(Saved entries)

PR #3492, opened 2026-08-07
feat: capture host exception class chain in JsScriptError.causeClass

pedro18x:
## What

Add `causeClass: String? = null` to `JsScriptError`, populated from the originating host exception's cause chain (e.g. `java.net.SocketTimeoutException`), joined with " < ".

## Why

The JS `http` binding propagates OkHttp/java.net exceptions across the polyglot boundary as host exceptions. Their messages ("Connect timed out", "Connection refused") do not name the exception class, and `PolyglotException.cause` is null on the host-exception path, so downstream consumers that classify errors by exception class cannot tell a transport failure from a script failure. In Maestro Cloud this causes infrastructure blips to be billed to customers as test failures.

## How

`toJsScriptError()` reads the origin via `asHostException()` (falling back to `.cause` for guest exceptions), walks the cause chain bounded at 5 frames, and joins the class names. Resolved while the engine is still open, consistent with the existing detached-error design. Guest errors stay null.

## Test

`GraalJsEngineTest`: a real host exception via `engine.evaluateScript("http.get('http://127.0.0.1:1')")`, asserting `isHostException` and that `causeClass` contains "java." and "Exception"; plus a null assertion on the guest-error path. Deterministic: the connection is refused in milliseconds, or fails as `SocketTimeoutException` at the client's 10s cap, and the JDK default proxy selector excludes 127.*. No positional constructors exist (both call sites use named args), so inserting the field mid-class is source-compatible.

Consumed by the Maestro Cloud worker classifier (copilot branch `ma-4149-js-classifier`).

### DIFF
--- a/maestro-client/src/main/java/maestro/js/JsScriptError.kt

*WHAT NEEDS TO BE DONE*: Copy out each record exactly as given, omitting none.

*EXPECTED ANSWER*:
PR #3492, opened 2026-08-07
feat: capture host exception class chain in JsScriptError.causeClass

pedro18x:
## What

Add `causeClass: String? = null` to `JsScriptError`, populated from the originating host exception's cause chain (e.g. `java.net.SocketTimeoutException`), joined with " < ".

## Why

The JS `http` binding propagates OkHttp/java.net exceptions across the polyglot boundary as host exceptions. Their messages ("Connect timed out", "Connection refused") do not name the exception class, and `PolyglotException.cause` is null on the host-exception path, so downstream consumers that classify errors by exception class cannot tell a transport failure from a script failure. In Maestro Cloud this causes infrastructure blips to be billed to customers as test failures.

## How

`toJsScriptError()` reads the origin via `asHostException()` (falling back to `.cause` for guest exceptions), walks the cause chain bounded at 5 frames, and joins the class names. Resolved while the engine is still open, consistent with the existing detached-error design. Guest errors stay null.

## Test

`GraalJsEngineTest`: a real host exception via `engine.evaluateScript("http.get('http://127.0.0.1:1')")`, asserting `isHostException` and that `causeClass` contains "java." and "Exception"; plus a null assertion on the guest-error path. Deterministic: the connection is refused in milliseconds, or fails as `SocketTimeoutException` at the client's 10s cap, and the JDK default proxy selector excludes 127.*. No positional constructors exist (both call sites use named args), so inserting the field mid-class is source-compatible.

Consumed by the Maestro Cloud worker classifier (copilot branch `ma-4149-js-classifier`).

### DIFF
--- a/maestro-client/src/main/java/maestro/js/JsScriptError.kt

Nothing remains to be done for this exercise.